> **WORK TASK**:
Without a single alteration, write the listing out again.

> **SOURCE INFORMATION**:
PR #29, opened 2011-05-11
multiple database support

lekoala:
basic support for multiple database

### DIFF
--- a/classes/model.php
+++ b/classes/model.php
@@ -36,6 +36,11 @@ class Model implements \ArrayAccess, \Iterator {
 	// protected static $_many_through;
 
 	/**
+	 * @var  string  database
+	 */
+	protected static $_database = null;
+
+	/**
 	 * @var  array  name or names of the primary keys
 	 */
 	protected static $_primary_key = array('id');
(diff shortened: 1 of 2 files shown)


jschreuder:
This looks good, I'll have to fully review & test it but I think you've pretty much covered it.

I have 2 small points already:
- it should be "connection" instead of "database" (because it uses another db connection, not another db)
- when relating models with different connections an exception should be thrown immediately

jschreuder:
I only just noticed: you made the pull request to master, we don't accept requests to master - only to develop. Could you make another pull-request to the correct branch?

patie:
i have suspicion that some problem with $this->connection in omr\classes\query.php because when i set   \
public static $_connection = 'connection2';
model still want working with default connection1 - for example when i call ::find()

jschreuder:
Try using some caps & punctuation next time, that should make that collection of words more like actual sentences.

You're right, there was an ommission in my commit. It's been fixed.

patie:
sry but my english is poor and in destination i use slashes but was be automatically striped

PR #30, opened 2011-05-13
Model Keys

tarnfeld:
I was working on a generic model today for logging stuff, and I wanted a way to know where the log came from - not just the class but the actual row.. I could just insert the ID but since its a generic logging system it could be from any class.

With these two new methods, it generats a "model key" for example Model_Thing_494 and you can call a static method on the \Orm\Model to get back an instance of Model_Thing that has the row with ID 494 loaded up.


WanWizard:
Hmm... Not sure this should be core functionality.

And please don't send pull requests on master. We only accept pull request on the develop branch, to keep merging efforts to a minimum.

jschreuder:
I'm closing this because it's on the master branch. But I think I agree with WanWizard, it's a little specific and will be clutter for most people. We can't include everything or these classes will become too massive.

Also, for your own usage of this, you should use `static::primary_key()` to fetch the primary keys you include with your string representation instead of assuming "id".

tarnfeld:
Yeah, fair enough - just thought i'd see if you guys wanted it :)

Will make sure I make pull requests on the dev branch next time!

@jschreuder Thanks for the advice!

PR #41, opened 2011-05-31
cascade_delete was replaced with cascade_save

davidia:
hasmany ignored cascade_delete configuration and replaced with cascade_save


jschreuder:
It's a bad bug but it's fixed already in develop, we don't accept pull-requests on master.

jschreuder:
Oops, wasn't fixed in develop - not sure why as I'm pretty sure I fixed this before. I'll commit a fix on develop asap.

PR #42, opened 2011-05-31
HasMany cascade_delete configuration ignored and cascade_save used instead

davidia:


jschreuder:
As said in previous pull-request, I've done it immediately - the problem wasn't limited to hasmany.

PR #52, opened 2011-06-28
If the fieldset is loaded from an instance, readding the fields causes an

### LINKED ISSUE #50: With the Validation oberver, can't have multiple objects of same type.
If you have multiple objects of the same type in a file, while that object uses the Validation Observer you get errors like:

```
<strong>Notice:</strong> Field with this name exists already, cannot be overwritten through add(). in PKGPATH/orm/classes/observer/validation.php [43]: add
```

Example how to produce error:

```
$model1 = My_Model::factory(array(...));
$model1->save();

$model2 = My_Model::factory(array(....));
$model2->save();
```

> **RESPONSE AREA**:
PR #29, opened 2011-05-11
multiple database support

lekoala:
basic support for multiple database

### DIFF
--- a/classes/model.php
+++ b/classes/model.php
@@ -36,6 +36,11 @@ class Model implements \ArrayAccess, \Iterator {
 	// protected static $_many_through;
 
 	/**
+	 * @var  string  database
+	 */
+	protected static $_database = null;
+
+	/**
 	 * @var  array  name or names of the primary keys
 	 */
 	protected static $_primary_key = array('id');
(diff shortened: 1 of 2 files shown)


jschreuder:
This looks good, I'll have to fully review & test it but I think you've pretty much covered it.

I have 2 small points already:
- it should be "connection" instead of "database" (because it uses another db connection, not another db)
- when relating models with different connections an exception should be thrown immediately

jschreuder:
I only just noticed: you made the pull request to master, we don't accept requests to master - only to develop. Could you make another pull-request to the correct branch?

patie:
i have suspicion that some problem with $this->connection in omr\classes\query.php because when i set   \
public static $_connection = 'connection2';
model still want working with default connection1 - for example when i call ::find()

jschreuder:
Try using some caps & punctuation next time, that should make that collection of words more like actual sentences.

You're right, there was an ommission in my commit. It's been fixed.

patie:
sry but my english is poor and in destination i use slashes but was be automatically striped

PR #30, opened 2011-05-13
Model Keys

tarnfeld:
I was working on a generic model today for logging stuff, and I wanted a way to know where the log came from - not just the class but the actual row.. I could just insert the ID but since its a generic logging system it could be from any class.

With these two new methods, it generats a "model key" for example Model_Thing_494 and you can call a static method on the \Orm\Model to get back an instance of Model_Thing that has the row with ID 494 loaded up.


WanWizard:
Hmm... Not sure this should be core functionality.

And please don't send pull requests on master. We only accept pull request on the develop branch, to keep merging efforts to a minimum.

jschreuder:
I'm closing this because it's on the master branch. But I think I agree with WanWizard, it's a little specific and will be clutter for most people. We can't include everything or these classes will become too massive.

Also, for your own usage of this, you should use `static::primary_key()` to fetch the primary keys you include with your string representation instead of assuming "id".

tarnfeld:
Yeah, fair enough - just thought i'd see if you guys wanted it :)

Will make sure I make pull requests on the dev branch next time!

@jschreuder Thanks for the advice!

PR #41, opened 2011-05-31
cascade_delete was replaced with cascade_save

davidia:
hasmany ignored cascade_delete configuration and replaced with cascade_save


jschreuder:
It's a bad bug but it's fixed already in develop, we don't accept pull-requests on master.

jschreuder:
Oops, wasn't fixed in develop - not sure why as I'm pretty sure I fixed this before. I'll commit a fix on develop asap.

PR #42, opened 2011-05-31
HasMany cascade_delete configuration ignored and cascade_save used instead

davidia:


jschreuder:
As said in previous pull-request, I've done it immediately - the problem wasn't limited to hasmany.

PR #52, opened 2011-06-28
If the fieldset is loaded from an instance, readding the fields causes an

### LINKED ISSUE #50: With the Validation oberver, can't have multiple objects of same type.
If you have multiple objects of the same type in a file, while that object uses the Validation Observer you get errors like:

```
<strong>Notice:</strong> Field with this name exists already, cannot be overwritten through add(). in PKGPATH/orm/classes/observer/validation.php [43]: add
```

Example how to produce error:

```
$model1 = My_Model::factory(array(...));
$model1->save();

$model2 = My_Model::factory(array(....));
$model2->save();
```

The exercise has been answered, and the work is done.